### Work instructions:
Take the data that follows and retype it word for word.

### Materials provided:
━━━━━━━━━━━━━━━━━━━━
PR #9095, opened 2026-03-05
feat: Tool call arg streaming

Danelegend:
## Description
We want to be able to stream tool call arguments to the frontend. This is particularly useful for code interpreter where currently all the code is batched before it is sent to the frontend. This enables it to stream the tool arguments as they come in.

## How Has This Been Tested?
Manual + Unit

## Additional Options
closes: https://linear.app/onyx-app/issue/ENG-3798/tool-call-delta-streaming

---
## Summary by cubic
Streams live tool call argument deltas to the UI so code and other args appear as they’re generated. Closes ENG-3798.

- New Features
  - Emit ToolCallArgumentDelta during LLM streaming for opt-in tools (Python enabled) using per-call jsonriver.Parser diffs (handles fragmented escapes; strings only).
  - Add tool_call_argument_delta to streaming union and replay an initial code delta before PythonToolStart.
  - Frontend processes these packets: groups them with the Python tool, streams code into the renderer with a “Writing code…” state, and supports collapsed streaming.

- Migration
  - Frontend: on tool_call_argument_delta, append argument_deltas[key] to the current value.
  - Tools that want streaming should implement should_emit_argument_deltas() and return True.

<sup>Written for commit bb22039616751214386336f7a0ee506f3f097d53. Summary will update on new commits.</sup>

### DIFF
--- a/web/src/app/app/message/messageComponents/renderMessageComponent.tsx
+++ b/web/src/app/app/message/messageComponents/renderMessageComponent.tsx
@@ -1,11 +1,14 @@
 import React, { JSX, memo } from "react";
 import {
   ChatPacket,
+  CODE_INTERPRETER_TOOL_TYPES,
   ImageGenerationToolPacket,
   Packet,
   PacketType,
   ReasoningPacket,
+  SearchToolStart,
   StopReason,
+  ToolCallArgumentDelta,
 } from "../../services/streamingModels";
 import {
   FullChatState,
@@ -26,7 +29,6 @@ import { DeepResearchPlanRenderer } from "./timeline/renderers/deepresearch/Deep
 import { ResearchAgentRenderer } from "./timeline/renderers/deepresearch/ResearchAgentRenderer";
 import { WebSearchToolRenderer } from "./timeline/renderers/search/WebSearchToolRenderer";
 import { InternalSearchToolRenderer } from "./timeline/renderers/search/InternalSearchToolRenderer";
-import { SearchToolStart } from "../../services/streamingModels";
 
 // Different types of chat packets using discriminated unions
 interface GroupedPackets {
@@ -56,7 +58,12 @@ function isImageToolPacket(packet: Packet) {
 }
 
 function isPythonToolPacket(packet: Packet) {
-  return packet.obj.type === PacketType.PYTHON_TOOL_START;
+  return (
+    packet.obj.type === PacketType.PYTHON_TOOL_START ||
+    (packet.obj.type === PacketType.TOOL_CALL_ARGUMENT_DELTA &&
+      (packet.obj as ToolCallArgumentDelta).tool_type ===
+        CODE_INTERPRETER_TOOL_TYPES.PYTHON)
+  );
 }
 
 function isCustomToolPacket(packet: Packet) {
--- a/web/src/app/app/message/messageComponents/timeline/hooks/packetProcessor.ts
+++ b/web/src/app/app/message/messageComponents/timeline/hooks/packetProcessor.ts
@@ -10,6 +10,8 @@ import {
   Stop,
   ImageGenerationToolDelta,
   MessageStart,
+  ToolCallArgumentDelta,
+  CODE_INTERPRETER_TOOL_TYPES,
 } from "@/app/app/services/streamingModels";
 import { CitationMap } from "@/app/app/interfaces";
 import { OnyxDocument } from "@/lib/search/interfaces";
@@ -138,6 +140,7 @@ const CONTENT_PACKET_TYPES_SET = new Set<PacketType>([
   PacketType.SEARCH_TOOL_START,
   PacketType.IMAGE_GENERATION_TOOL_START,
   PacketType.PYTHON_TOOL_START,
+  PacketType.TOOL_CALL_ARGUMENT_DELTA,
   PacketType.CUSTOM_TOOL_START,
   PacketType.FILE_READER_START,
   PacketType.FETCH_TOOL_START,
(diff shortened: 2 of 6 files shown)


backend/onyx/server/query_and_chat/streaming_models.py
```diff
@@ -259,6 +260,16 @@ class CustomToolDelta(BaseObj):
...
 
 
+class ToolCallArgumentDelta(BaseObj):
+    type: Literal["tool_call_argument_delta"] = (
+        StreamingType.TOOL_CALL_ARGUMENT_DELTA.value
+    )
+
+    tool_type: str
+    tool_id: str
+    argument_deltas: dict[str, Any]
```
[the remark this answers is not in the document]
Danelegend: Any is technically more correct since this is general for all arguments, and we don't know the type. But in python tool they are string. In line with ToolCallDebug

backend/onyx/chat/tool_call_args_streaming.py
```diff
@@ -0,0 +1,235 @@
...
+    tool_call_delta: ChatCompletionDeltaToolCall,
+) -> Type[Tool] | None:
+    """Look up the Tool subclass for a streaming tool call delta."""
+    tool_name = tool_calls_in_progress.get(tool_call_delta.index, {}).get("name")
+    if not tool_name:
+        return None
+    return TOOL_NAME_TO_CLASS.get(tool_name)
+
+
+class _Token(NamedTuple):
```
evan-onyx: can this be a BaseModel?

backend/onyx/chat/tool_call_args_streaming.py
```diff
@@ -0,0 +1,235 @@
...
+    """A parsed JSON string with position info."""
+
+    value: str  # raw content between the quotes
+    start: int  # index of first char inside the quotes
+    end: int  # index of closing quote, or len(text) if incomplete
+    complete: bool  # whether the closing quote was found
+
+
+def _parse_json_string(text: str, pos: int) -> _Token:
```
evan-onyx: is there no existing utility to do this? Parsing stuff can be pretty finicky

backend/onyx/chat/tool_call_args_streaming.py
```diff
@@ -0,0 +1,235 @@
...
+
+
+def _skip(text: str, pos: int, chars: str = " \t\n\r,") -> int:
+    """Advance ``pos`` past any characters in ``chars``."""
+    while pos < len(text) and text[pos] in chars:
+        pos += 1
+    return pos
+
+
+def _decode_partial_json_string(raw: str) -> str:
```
━━━━━━━━━━━━━━━━━━━━
### Finished task:
PR #9095, opened 2026-03-05
feat: Tool call arg streaming

Danelegend:
## Description
We want to be able to stream tool call arguments to the frontend. This is particularly useful for code interpreter where currently all the code is batched before it is sent to the frontend. This enables it to stream the tool arguments as they come in.

## How Has This Been Tested?
Manual + Unit

## Additional Options
closes: https://linear.app/onyx-app/issue/ENG-3798/tool-call-delta-streaming

---
## Summary by cubic
Streams live tool call argument deltas to the UI so code and other args appear as they’re generated. Closes ENG-3798.

- New Features
  - Emit ToolCallArgumentDelta during LLM streaming for opt-in tools (Python enabled) using per-call jsonriver.Parser diffs (handles fragmented escapes; strings only).
  - Add tool_call_argument_delta to streaming union and replay an initial code delta before PythonToolStart.
  - Frontend processes these packets: groups them with the Python tool, streams code into the renderer with a “Writing code…” state, and supports collapsed streaming.

- Migration
  - Frontend: on tool_call_argument_delta, append argument_deltas[key] to the current value.
  - Tools that want streaming should implement should_emit_argument_deltas() and return True.

<sup>Written for commit bb22039616751214386336f7a0ee506f3f097d53. Summary will update on new commits.</sup>

### DIFF
--- a/web/src/app/app/message/messageComponents/renderMessageComponent.tsx
+++ b/web/src/app/app/message/messageComponents/renderMessageComponent.tsx
@@ -1,11 +1,14 @@
 import React, { JSX, memo } from "react";
 import {
   ChatPacket,
+  CODE_INTERPRETER_TOOL_TYPES,
   ImageGenerationToolPacket,
   Packet,
   PacketType,
   ReasoningPacket,
+  SearchToolStart,
   StopReason,
+  ToolCallArgumentDelta,
 } from "../../services/streamingModels";
 import {
   FullChatState,
@@ -26,7 +29,6 @@ import { DeepResearchPlanRenderer } from "./timeline/renderers/deepresearch/Deep
 import { ResearchAgentRenderer } from "./timeline/renderers/deepresearch/ResearchAgentRenderer";
 import { WebSearchToolRenderer } from "./timeline/renderers/search/WebSearchToolRenderer";
 import { InternalSearchToolRenderer } from "./timeline/renderers/search/InternalSearchToolRenderer";
-import { SearchToolStart } from "../../services/streamingModels";
 
 // Different types of chat packets using discriminated unions
 interface GroupedPackets {
@@ -56,7 +58,12 @@ function isImageToolPacket(packet: Packet) {
 }
 
 function isPythonToolPacket(packet: Packet) {
-  return packet.obj.type === PacketType.PYTHON_TOOL_START;
+  return (
+    packet.obj.type === PacketType.PYTHON_TOOL_START ||
+    (packet.obj.type === PacketType.TOOL_CALL_ARGUMENT_DELTA &&
+      (packet.obj as ToolCallArgumentDelta).tool_type ===
+        CODE_INTERPRETER_TOOL_TYPES.PYTHON)
+  );
 }
 
 function isCustomToolPacket(packet: Packet) {
--- a/web/src/app/app/message/messageComponents/timeline/hooks/packetProcessor.ts
+++ b/web/src/app/app/message/messageComponents/timeline/hooks/packetProcessor.ts
@@ -10,6 +10,8 @@ import {
   Stop,
   ImageGenerationToolDelta,
   MessageStart,
+  ToolCallArgumentDelta,
+  CODE_INTERPRETER_TOOL_TYPES,
 } from "@/app/app/services/streamingModels";
 import { CitationMap } from "@/app/app/interfaces";
 import { OnyxDocument } from "@/lib/search/interfaces";
@@ -138,6 +140,7 @@ const CONTENT_PACKET_TYPES_SET = new Set<PacketType>([
   PacketType.SEARCH_TOOL_START,
   PacketType.IMAGE_GENERATION_TOOL_START,
   PacketType.PYTHON_TOOL_START,
+  PacketType.TOOL_CALL_ARGUMENT_DELTA,
   PacketType.CUSTOM_TOOL_START,
   PacketType.FILE_READER_START,
   PacketType.FETCH_TOOL_START,
(diff shortened: 2 of 6 files shown)


backend/onyx/server/query_and_chat/streaming_models.py
```diff
@@ -259,6 +260,16 @@ class CustomToolDelta(BaseObj):
...
 
 
+class ToolCallArgumentDelta(BaseObj):
+    type: Literal["tool_call_argument_delta"] = (
+        StreamingType.TOOL_CALL_ARGUMENT_DELTA.value
+    )
+
+    tool_type: str
+    tool_id: str
+    argument_deltas: dict[str, Any]
```
[the remark this answers is not in the document]
Danelegend: Any is technically more correct since this is general for all arguments, and we don't know the type. But in python tool they are string. In line with ToolCallDebug

backend/onyx/chat/tool_call_args_streaming.py
```diff
@@ -0,0 +1,235 @@
...
+    tool_call_delta: ChatCompletionDeltaToolCall,
+) -> Type[Tool] | None:
+    """Look up the Tool subclass for a streaming tool call delta."""
+    tool_name = tool_calls_in_progress.get(tool_call_delta.index, {}).get("name")
+    if not tool_name:
+        return None
+    return TOOL_NAME_TO_CLASS.get(tool_name)
+
+
+class _Token(NamedTuple):
```
evan-onyx: can this be a BaseModel?

backend/onyx/chat/tool_call_args_streaming.py
```diff
@@ -0,0 +1,235 @@
...
+    """A parsed JSON string with position info."""
+
+    value: str  # raw content between the quotes
+    start: int  # index of first char inside the quotes
+    end: int  # index of closing quote, or len(text) if incomplete
+    complete: bool  # whether the closing quote was found
+
+
+def _parse_json_string(text: str, pos: int) -> _Token:
```
evan-onyx: is there no existing utility to do this? Parsing stuff can be pretty finicky

backend/onyx/chat/tool_call_args_streaming.py
```diff
@@ -0,0 +1,235 @@
...
+
+
+def _skip(text: str, pos: int, chars: str = " \t\n\r,") -> int:
+    """Advance ``pos`` past any characters in ``chars``."""
+    while pos < len(text) and text[pos] in chars:
+        pos += 1
+    return pos
+
+
+def _decode_partial_json_string(raw: str) -> str:
```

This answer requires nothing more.